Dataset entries
══════════════════════════════
PR #3951, opened 2025-11-10
fix: flickering of active collaborator icons between states

### LINKED ISSUE #3931: Inactive Collaborator Avator sdissaperas on teh Editor insead of greying out
**Description**  
The gray border indicator for inactive collaborators (inactive for more than 2 minutes) is not working as expected.  
Instead of switching to a gray border, the avatar either disappears entirely or remains displayed as active on the navigation bar.

Image

**Expected Behavior**  
- Avatars for inactive collaborators (no activity for > 2 minutes) should remain visible with a **gray border** to indicate inactivity.  
- Avatars should only disappear when the collaborator disconnects (e.g., closes the browser tab).

**Actual Behavior**  
- After 2–4 minutes of inactivity, the avatar disappears even though the user’s tab remains open and connected.  
- Sometimes, the avatar remains active with a green border beyond the 2-minute inactivity window.

**Steps to Reproduce**  
1. Open the same workflow in two different browser sessions (as different users)/ Have anotehr.  
2. Keep one session inactive for more than 2 minutes (without mouse or keyboard input).  
3. Observe whether the avatar in the other session changes to gray or disappears.

doc-han:
## Description

Implements active, inactive and unavailable states for active collaborators on a workflow. 

**active** - a user is active when a workflow is open and the user is actively on the tab.
**inactive** - a user is inactive after 12s if they leave the tab where the workflow is open.
**unavailable** - a user is removed from active collaborators after approx. 1min of closing the tab where the workflow is open. 

### Main issue
**[a] Throttling of browser timers is our biggest villain in this PR.** 
What problems does it cause? 
- Users are supposed to keep updating their awareness in ydoc by updating their state else they get removed from awareness. there's a 30secs window for this by ydoc else user is marked offline
- We currently perform this update every 10secs to have 3 chances of updating the ydoc state.
- Browser throttling reduced the 3 chances to be unpredictable(mostly 0 when the user leaves the tab).
- Hence, when a user leaves the tab. there's a high chance they'll be removed from ydoc awareness because throttling would've increased our 10secs interval to 30+secs. 
Hence, when a user leaves a tab, they will be marked as offline when throttling kicks in, and when after being throttled, their event finally goes through, they then get marked back as online. making them flicker

**[b] Another thing to be aware of 10secs interval**
Every 10secs we actually update the user's `lastSeen` to `Date.now()` but then when the user leaves the tab, we don't update this `lastSeen` value. And because there's no state change/diff happening when the user leaves the tab. No event is actually triggered to keep ydoc live.

### Approach in this PR
1. When user leaves the tab. for every 10secs, we increment lastSeen by 1ms which will trigger an event to keep ydoc live. This is to battle [b]
2. We have a small cache for activeCollaborators that lives for 60secs. when a user shows up as an active-collaborator we keep him for 60secs max. this 60secs is renewed when they show up again in the new set of active collaborators we receive. This resolves [a]

1. and 2. work hand in hand to smoothen the active collaborators regardless of the ydoc and browser throttling limits. 

### Side Effect
When a user closes a tab or a workflow. They disappear from other users active-collaborators after 60secs. but users would know inactive collaborators real quick(12secs)

Closes #3931 

## Validation steps

Note: Some values got changed. 
eg. 
1. inactivity time changed from 2min to 12secs.
3. it also takes approx. 1min(60secs) to remove a user from the active collaborators when they actually leave.

## AI Usage

- [ ] Strategy / design
- [ ] Other
- [ ] I have not used AI

## Pre-submission checklist

### DIFF
--- a/assets/js/collaborative-editor/components/ActiveCollaborators.tsx
+++ b/assets/js/collaborative-editor/components/ActiveCollaborators.tsx
@@ -1,5 +1,5 @@
 import { cn } from '../../utils/cn';
-import { useRemoteUsers } from '../hooks/useAwareness';
+import { useAwareness } from '../hooks/useAwareness';
 import { getAvatarInitials } from '../utils/avatar';
 
 import { Tooltip } from './Tooltip';
@@ -15,7 +15,7 @@ interface ActiveCollaboratorsProps {
 }
 
 export function ActiveCollaborators({ className }: ActiveCollaboratorsProps) {
-  const remoteUsers = useRemoteUsers();
+  const remoteUsers = useAwareness({ cached: true });
 
   if (remoteUsers.length === 0) {
     return null;
--- a/assets/js/collaborative-editor/components/CollaborationWidget.tsx
+++ b/assets/js/collaborative-editor/components/CollaborationWidget.tsx
@@ -5,14 +5,15 @@
 
 import { useSocket } from '../../react/contexts/SocketProvider';
 import { cn } from '../../utils/cn';
-import { useAwarenessUsers } from '../hooks/useAwareness';
+import { useAwareness } from '../hooks/useAwareness';
 import { useSession } from '../hooks/useSession';
 
 export function CollaborationWidget() {
   const { isConnected: socketConnected, connectionError } = useSocket();
   const { isConnected: yjsConnected, isSynced } = useSession();
 
-  const users = useAwarenessUsers();
+  // Get remote users only (local user is always excluded)
+  const remoteUsers = useAwareness({ cached: true });
 
   const getStatusColor = () => {
     if (socketConnected && yjsConnected && isSynced) return 'bg-green-500';
@@ -40,19 +41,20 @@ export function CollaborationWidget() {
         </div>
 
         {/* Separator */}
-        {users.length > 0 && <div className="w-px h-3 bg-gray-300" />}
+        {remoteUsers.length > 0 && <div className="w-px h-3 bg-gray-300" />}
 
         {/* Online users */}
-        {users.length > 0 && (
+        {remoteUsers.length > 0 && (
           <div className="flex items-center gap-1">
             <span className="text-gray-500">
-              {users.length} user{users.length !== 1 ? 's' : ''}:
+              You + {remoteUsers.length} other
+              {remoteUsers.length !== 1 ? 's' : ''}:
             </span>
             <div className="flex gap-1">
-              {users.slice(0, 3).map(user => (
+              {remoteUsers.slice(0, 3).map(user => (
                 <div
                   key={user.clientId}
-                  className="flex items-center gap-1 px-2 py-0.5 
+                  className="flex items-center gap-1 px-2 py-0.5
                              bg-gray-50 rounded-full"
                   title={`${user.user.name} (Client ${user.clientId})`}
                 >
@@ -65,9 +67,9 @@ export function CollaborationWidget() {
                   </span>
                 </div>
               ))}
-              {users.length > 3 && (
+              {remoteUsers.length > 3 && (
                 <span className="text-gray-400 px-1">
-                  +{users.length - 3} more
+                  +{remoteUsers.length - 3} more
                 </span>
               )}
             </div>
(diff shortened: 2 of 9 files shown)


doc-han:
suggestion from @stuartc, "use phoenix channel callback instead of timeouts to keep awareness active".

doc-han:
**update**
1. caching awareness users for 1min to make user availability smooth to others.
2. reducing online idle time from 2min to 12sec. hence, if you leave the tab, you'll be set to inactive after 12secs instead of the initial 2mins.
3. when users are active on the tab, they update their lastSeen every 30secs with their current time.
4. when users leave the tab, we update their lastSeen with their previous lastSeen + 1ms. approx. nothing. just to update the store to keep awareness active.

doc-han:
@stuartc I think I understand clearly what you mean.
So if I'm getting it right. we have to do. 
1. `lastSeen` - for keeping ydoc awareness alive
2. `lastState` - `active`|`away`|`idle` to show the state of the user. based on window visibility API

- with the separation of these. we stand the chance to be able to show user state in realtime. hence, 2. does a great job
- with 1. lastSeen will then be updated at our normal 10s. (which might be throttled, causing a flicker). 

don't we still need the caching to smoothen out when `lastSeen` gets throttled? In this case our `lastState` has been decoupled from it and will be realtime. 

thinking...
to make it better, we only cache when `lastState` moves to `away`|`idle`. once out of those states, we clear from cache. I think that will smoothen it out without any effects.

stuartc:
> @stuartc I think I understand clearly what you mean. So if I'm getting it right. we have to do.
> 
> 1. `lastSeen` - for keeping ydoc awareness alive
> 2. `lastState` - `active`|`away`|`idle` to show the state of the user. based on window visibility API
> 
> * with the separation of these. we stand the chance to be able to show user state in realtime. hence, 2. does a great job
> * with 1. lastSeen will then be updated at our normal 10s. (which might be throttled, causing a flicker).
> 
> don't we still need the caching to smoothen out when `lastSeen` gets throttled? In this case our `lastState` has been decoupled from it and will be realtime.

> thinking... to make it better, we only cache when `lastState` moves to `away`|`idle`. once out of those states, we clear from cache. I think that will smoothen it out without any effects.

Yeah I agree, we still need the smoothing. But we can use logic like `lastActivity > lastSeen` i.e. we can derive that they aren't engaged but the window is still open from that.
We can use it to unify multiple tabs for the same user, and pick the one with newest lastActivity. 

I think `lastState` (like an enum) shouldn't be set in the awareness, since we might lose the ability to change it in throttling situations. I see lastState as derived. But having `lastMouseMove`, `lastKeyDown`, `lastUnfocus` (when visibility changes); would all be timestamps that would be updated with a debounce. _I'm not saying we want ALL off those right now_, but I guess my point is, by having different values for each signal we can derive the exact state we want to show other users, down to the second if we wanted and the smoothing comes just before the presentation layer and the updating of the awareness object happens whenever we need it to without any coupling to how we show the state of a user.

doc-han:
@stuartc I've opened a new PR around this. separates the log for keeping ydoc alive and the one for updating the last activity. Works very fine so far. with smoothing also. 

here #4053 
currently handles two activity states. `active`|`away`.

doc-han:
For the consolidation of multiple tabs open by a user. I already have that in place but I've changed how the priority is picked in the other PR. `lastActivity` > `lastSeen` just as you mentioned.

doc-han:
with this said. on #4053 
1. user last activity is tracked realtime `active` | `away`.
2. we keep our 10s `lastSeen` updates to ydoc.
3. to battle possible throttling. when a users activity state changes to `away`, we cache that user for 60s, we only make use of this cache when we can't find the user in our awareness while cache TTL isn't elapsed.

This provides a better user experience than before. 

thinking...
@stuartc does it make sense to put in a measure before activating this caching mechanism? eg. checking the time difference between our 10s ydoc keep-alive trigger. if we start noticing near 30s then we activate the caching mechanism.

What do you think about this and the whole caching stuff in general.

doc-han:
Closing this PR soon in favour of #4053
══════════════════════════════
Task details — Beginning at the top of the data, extract each line through the line containing "closing the tab where the workflow is open." and return those lines exactly, with nothing added.

Completed task —
PR #3951, opened 2025-11-10
fix: flickering of active collaborator icons between states

### LINKED ISSUE #3931: Inactive Collaborator Avator sdissaperas on teh Editor insead of greying out
**Description**  
The gray border indicator for inactive collaborators (inactive for more than 2 minutes) is not working as expected.  
Instead of switching to a gray border, the avatar either disappears entirely or remains displayed as active on the navigation bar.

Image

**Expected Behavior**  
- Avatars for inactive collaborators (no activity for > 2 minutes) should remain visible with a **gray border** to indicate inactivity.  
- Avatars should only disappear when the collaborator disconnects (e.g., closes the browser tab).

**Actual Behavior**  
- After 2–4 minutes of inactivity, the avatar disappears even though the user’s tab remains open and connected.  
- Sometimes, the avatar remains active with a green border beyond the 2-minute inactivity window.

**Steps to Reproduce**  
1. Open the same workflow in two different browser sessions (as different users)/ Have anotehr.  
2. Keep one session inactive for more than 2 minutes (without mouse or keyboard input).  
3. Observe whether the avatar in the other session changes to gray or disappears.

doc-han:
## Description

Implements active, inactive and unavailable states for active collaborators on a workflow. 

**active** - a user is active when a workflow is open and the user is actively on the tab.
**inactive** - a user is inactive after 12s if they leave the tab where the workflow is open.
**unavailable** - a user is removed from active collaborators after approx. 1min of closing the tab where the workflow is open. 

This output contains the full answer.